▶ _PROBLEM TO WORK ON_
Your reply should hold only the lines from the records below where "that" occurs.

▶ _Stored data_

---+---

PR #1543, opened 2015-04-20
Php lumen

knewmanTE:
Adds tests for the new PHP framework [Lumen](http://lumen.laravel.com/).


hamiltont:
Another nice PR, thanks

knewmanTE:
Not sure why it's still failing. All the tests pass locally. My guess is that it's something in the nginx config, since that should be the only place where there are differences between local and Travis, but everything appears to be in order.

knewmanTE:
Moving `index.php` from `lumen/public/` to `lumen/` gives passing tests for json, db, queries, and updates. Fortunes can't seem to find the template file. If we can figure out what the template issue is, this will likely resolve the similar issue that's coming up in #1590.

mcocciaTE:
I got all the tests to pass locally but I had to mess with the vendor file that composer downloads to do so I am going to add to the setup script switching out the two files that need fixing. 

As for the template issue I had to hard code the path in because the $path variable which should be the path was always just the empty string. The template was being found by findInPaths in FileFindViewer.php except because the $paths array only had a single empty string value in it the check to see if the path + file combo was valid was always failing.

Let's see if travis likes what I did

mcocciaTE:
Lumen passed but somehow Moonshine failed to even start. So LGTM?

msmith-techempower:
EXACTLY!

---+---

▶ _RESULT OF THE EXERCISE_
Not sure why it's still failing. All the tests pass locally. My guess is that it's something in the nginx config, since that should be the only place where there are differences between local and Travis, but everything appears to be in order.
Moving `index.php` from `lumen/public/` to `lumen/` gives passing tests for json, db, queries, and updates. Fortunes can't seem to find the template file. If we can figure out what the template issue is, this will likely resolve the similar issue that's coming up in #1590.
I got all the tests to pass locally but I had to mess with the vendor file that composer downloads to do so I am going to add to the setup script switching out the two files that need fixing. 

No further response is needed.